=== Task input ===

PR #232, opened 2019-03-31
WIP:  Handle arbitrary combinations of optimizers/models/losses

mcarilli:
Handle arbitrary combinations of optimizers/models/losses.  Do not maintain a loss scale per optimizer.  Instead, maintain either a single global loss scale (by default), or a loss scale per-loss (if the user supplies the `num_loss` argument to amp.initialize and the `loss_id` argument to each invokation of amp.scale_loss).

Current status:  L0 tests have been added and are passing (maybe need more).  L1 single-GPU tests pass.  Verified that it fixes Szymon's issue with master params getting out of sync across processes for JoC GNMT.  L1 multi-GPU tests underway.

### DIFF
--- a/apex/amp/_initialize.py
+++ b/apex/amp/_initialize.py
@@ -6,6 +6,7 @@ import warnings
 from ._amp_state import _amp_state, warn_or_err, container_abcs
 from .handle import disable_casts
 from .scaler import LossScaler
+from ._process_optimizer import _process_optimizer
 from apex.fp16_utils import convert_network
 from ..fp16_utils import FP16_Optimizer as FP16_Optimizer_general
 from ..optimizers import FP16_Optimizer as FP16_Optimizer_for_fused
@@ -122,7 +123,7 @@ def wrap_fused_adam(optimizer, properties):
         return FP16_Optimizer_for_fused(optimizer, static_loss_scale=properties.loss_scale)
 
 
-def _initialize(models, optimizers, properties):
+def _initialize(models, optimizers, properties, num_losses=1):
     from apex.parallel import DistributedDataParallel as apex_DDP
     from .amp import init as amp_init
 
@@ -146,7 +147,8 @@ def _initialize(models, optimizers, properties):
 
     check_models(models)
 
-    check_params_fp32(models)
+    if not _amp_state.allow_incoming_model_not_fp32:
+        check_params_fp32(models)
     
     check_optimizers(optimizers)
 
@@ -181,21 +183,16 @@ def _initialize(models, optimizers, properties):
         for optimizer in optimizers:
             optimizer.load_state_dict(optimizer.state_dict())
 
-    if properties.master_weights:
-        for i, optimizer in enumerate(optimizers):
-            if isinstance(optimizer, FusedAdam):
-                optimizers[i] = wrap_fused_adam(optimizer, properties)
-            if properties.loss_scale == "dynamic":
-                optimizers[i] = FP16_Optimizer_general(optimizer,
-                                                       dynamic_loss_scale=True,
-                                                       verbose=False)
-            else:
-                optimizers[i] = FP16_Optimizer_general(optimizer,
-                                                       static_loss_scale=properties.loss_scale,
-                                                       verbose=False)
-    else:
-        for optimizer in optimizers:
-            optimizer.loss_scaler = LossScaler(properties.loss_scale)
+    for i, optimizer in enumerate(optimizers):
+        # Still need to special case this for the first pass
+        if isinstance(optimizer, FusedAdam):
+            optimizers[i] = wrap_fused_adam(optimizer, properties)
+        else:
+            optimizers[i] = _process_optimizer(optimizer, properties)
+
+    _amp_state.loss_scalers = []
+    for _ in range(num_losses):
+        _amp_state.loss_scalers.append(LossScaler(properties.loss_scale))
 
     if properties.patch_torch_functions:
         # handle is unused here. It's accessible later through a global value anyway.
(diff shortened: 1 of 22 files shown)


hukkelas:
I tried this branch earlier today to include different loss scales for each loss in my progressive growing GAN, but I had issues getting it working correctly. What I ended up with was something similar to this:

```python
d_optimizer.zero_grad()
with amp.scale_loss(wasserstein_distance, self.d_optimizer, loss_id=0) as scaled_loss:
                    scaled_loss.backward(retain_graph=True)
with amp.scale_loss(epsilon_penalty, self.d_optimizer, loss_id=1) as scaled_loss:
                    scaled_loss.backward(retain_graph=True)
with amp.scale_loss(gradient_penalty, self.d_optimizer, loss_id=2) as scaled_loss:
                    scaled_loss.backward()
d_optimzier.step()
```

This seems to be working with a single GPU, but when I use apex DistributedDataParallel (2 GPU's) it is very unstable, and I have no idea why :/ 


I also took a look at the [advanced AMP usage](https://nvidia.github.io/apex/advanced.html#multiple-backward-passes-per-iteration) for multiple backward passes for a single optimizer, where it says that you should use `delay_unscale=True`. I tried this (by having `delay_unscale=True` for the first two backward passes), but it seems like it was using the last loss's loss_scaler to unscale all the grads. So the model was diverging immediately.

mcarilli:
Bold of you to test it already...That usage looks correct.  I'm glad to hear it's working on single-GPU and that the new syntax enables your use case.  I'm still trying it with multi-GPU.

I haven't updated documentation for the new branch, but guidance will be that using `delay_unscale` is no longer necessary and should only be used as a minor performance optimization if you're really sure what you're doing.

mcarilli:
@hukkelas I notice you're using gradient penalty.  I don't think Apex DDP supports gradient penalty properly, so your instability may not be the fault of the new branch.  I still haven't finished testing the new branch with distributed, but it seems to work ok so far.  Can you try `torch.nn.parallel.DistributedDataParallel` instead?  Replace
```
model, optimizer = amp.initialize(model, optimizer, opt_level=XX, num_losses=YY)
model = apex.parallel.DistributedDataParallel(model)
```
with
```
model, optimizer = amp.initialize(model, optimizer, opt_level=XX, num_losses=YY)
model = torch.nn.parallel.DistributedDataParallel(model,
    device_ids=[args.local_rank],
    output_device=args.local_rank)
```

hukkelas:
Hmm, didn't know that, thanks! 

I was using Apex DDP, switched to `torch.nn.parallel.DistributedDataParallel` now. From some quick tests it looks better.

I just recently started using multi-gpu training for my GAN. I think most of my previous instability, with a single GPU, has come from the gradient penalty calculation. I made a hacky solution to introduce independent loss scaling for it previously, but this branch would remove a lot of ugly code :)

mcarilli:
Glad it appears to be working now.  My local distributed tests/tests on local models have also succeeded so far so I'll probably merge this branch today.  

When you say you are scaling the gradient penalty calculation, is this the line you are referring to:
```
with amp.scale_loss(gradient_penalty, self.d_optimizer, loss_id=2) as scaled_loss:
                    scaled_loss.backward()
```
? Scaling the loss for this call^ is fine.

Or are you referring to an earlier call to `torch.autograd.grad(...., create_graph=True, only_inputs=True)` to create out-of-place gradients used to construct the `gradient_penalty` scalar?  Scaling the loss for that particular call would not be supported by the new branch either (Amp has no visibility of the newly created out-of-place gradients, so it has no way to check them for infs).

hukkelas:
Before this branch I had independent scaling on the gradient penalty like this:
```python
```

hukkelas:
Before this branch, I independently scaled my gradient penalty like this: 
```python
logits = discriminator(x_hat, condition, landmarks)
logits = logits.sum() * loss_scaler.loss_scale()
grad = torch.autograd.grad(
    outputs=logits,
    inputs=x_hat,
    grad_outputs=torch.ones(logits.shape).to(fake_data.dtype).to(fake_data.device),
    create_graph=True
)[0] 
grad = grad.view(x_hat.shape[0], -1)
if check_overflow(grad):
    print("Overflow in gradient penalty calculation.")
    loss_scaler._loss_scale /= 2
    print("Scaling down loss to:", loss_scaler._loss_scale)
    return None
grad = grad / loss_scaler.loss_scale()

grad_penalty = ((grad.norm(p=2, dim=1) - 1)**2)
```
`check_overfow` is doing the same checks as `scale_check_overflow_python` in [scaler.py](https://github.com/NVIDIA/apex/blob/8402878650eeca3cad3d01c1c7ecb80e9a0cb1fc/apex/amp/scaler.py#L6). If there is an overflow, I just skip the current batch for all GPUs. 

From my understanding, since AMP has no visibility of the `torch.autograd.grad` call, I should keep this independent scaling of the gradient penalty, and also include the independent loss scaling as I showed earlier?

apex/amp/_initialize.py
```diff
@@ -181,21 +183,16 @@ def new_fwd(*args, **kwargs):
...
-        for optimizer in optimizers:
-            optimizer.loss_scaler = LossScaler(properties.loss_scale)
+    for i, optimizer in enumerate(optimizers):
+        # Still need to special case this for the first pass
+        if isinstance(optimizer, FusedAdam):
+            optimizers[i] = wrap_fused_adam(optimizer, properties)
+        else:
+            optimizers[i] = _process_optimizer(optimizer, properties)
+
+    _amp_state.loss_scalers = []
```
hukkelas: Should there be a assert / check that _amp_state.loss_scalers is None? Got a very confusing error message in backward if I called `amp.initialize` a second time for a network without an optimizer.

Found  a work around for it, but its still confusing to find the error for this.

mcarilli: My intention is that amp.initialize should be called only once.  Why do you need to call it multiple times?

Also, the scaling of the out-of-place backward to create the grads for the gradient penalty is always going to be tricky...can you start an issue where we can track that and figure out best practices?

===

## Task to carry out
Taking the entries above, print exactly the lines starting at the line with "When you say" and ending at the line with "call^ is fine.", both included.

## Solved problem
When you say you are scaling the gradient penalty calculation, is this the line you are referring to:
```
with amp.scale_loss(gradient_penalty, self.d_optimizer, loss_id=2) as scaled_loss:
                    scaled_loss.backward()
```
? Scaling the loss for this call^ is fine.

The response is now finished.